Deux mois de confinement et d’arrêt de l’économie ont fait naître d’intenses réflexions dans nos foyers, sur les réseaux et dans la presse entre un monde d’avant et un monde d’après. Le retour à un monde d’avant est illusoire : le Covid montre que l’économie actuelle n’est pas résiliente face aux chocs. Elle s’écroule. L’incantation pour un monde d’après est aussi illusoire. Car incanter n’est pas agir mais attendre. Comme le dit le philosophe Alain, «le secret de l’action, c’est de s’y mettre». Notre secret est d’agir sur le présent pour un monde différent de celui d’avant.

Ce présent sur lequel nous pouvons agir est déjà là. Des milliers d’acteurs ont déjà entrepris selon leurs valeurs et leurs convictions. Ils ont à cœur la régénération de ce à quoi ils tiennent : leur lieu de vie, les gens avec qui ils travaillent et leur planète. Ils sont agriculteurs, énergéticiens, fabricants de smartphones et d’ordinateurs, d’automobiles, ils sont commerçants, ils sont maires, ils sont publicitaires, ils sont financiers. Ils forment une économie régénérative qui concilie deux choses qui nous semblaient contradictoires : le respect et l’amour que nous portons au vivant et notre volonté d’avancer et de faire grandir ce monde pour le bien de tous. Parce que c’est une économie de réseau et d’écosystèmes, cette économie permet d’agir chacun à son échelle, du bas de chez soi à celle du monde. Utilisons les outils de cette économie du présent pour enclencher la même solidarité que celle qui a sauvé des vies, sauvons ces entreprises que l’on aime et qui font la vie de nos quartiers.

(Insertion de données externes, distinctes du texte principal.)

PR #103, opened 2024-01-16
ID-755 Switch over to bond in k8s for prod.

Ghost-in-a-Jar:
https://broadworkbench.atlassian.net/browse/ID-755

### DIFF
--- a/service/src/main/resources/application.yml
+++ b/service/src/main/resources/application.yml
@@ -1,6 +1,7 @@
 deploy_env: ${DEPLOY_ENV:dev} # since there's a default, define this once
 
 drshub:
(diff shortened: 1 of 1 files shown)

En 2016 à Aurillac, la librairie La plume violette s’est sauvée de la mort en mobilisant ses clients pour un refinancement participatif via une plateforme comme Ulule, Kisskissbankbank ou Tudigo. Ces plateformes permettent de financer la création d’un projet ou de sauver de la difficulté les artisans par le don-récompense. Vous aussi, boulangers, bouchers, modistes, bistrotiers, restaurateurs, agriculteurs, nous vous en prions, emparez-vous des outils de cette économie régénérative pour que nous, vos clients, amoureux de vos lieux et de vos produits, puissions vous sauver !

Il y a 60 milliards dans nos poches, 60 milliards de ce qu'on appelle «l'épargne forcée» des Français que ces deux mois de confinement ne nous ont pas permis de dépenser. Tu nous offriras une brioche ou notre café demain matin. Et si ce n'est pas demain ce sera quand tu pourras. Tiens, mieux que cela : organise-nous une fête de quartier, tu nous paieras la première tournée ! Et j'espère bien que M. ou Mme le maire - du village, de la ville, de l'arrondissement - sera de la partie. On a dix mille choses à lui proposer pour faire ensemble l'économie qu'on aime, une économie symbiotique où, parce que tu te développes, nous nous développons.

(1) Comment rester écolo sans finir dépressif (éditions Tana, 2020).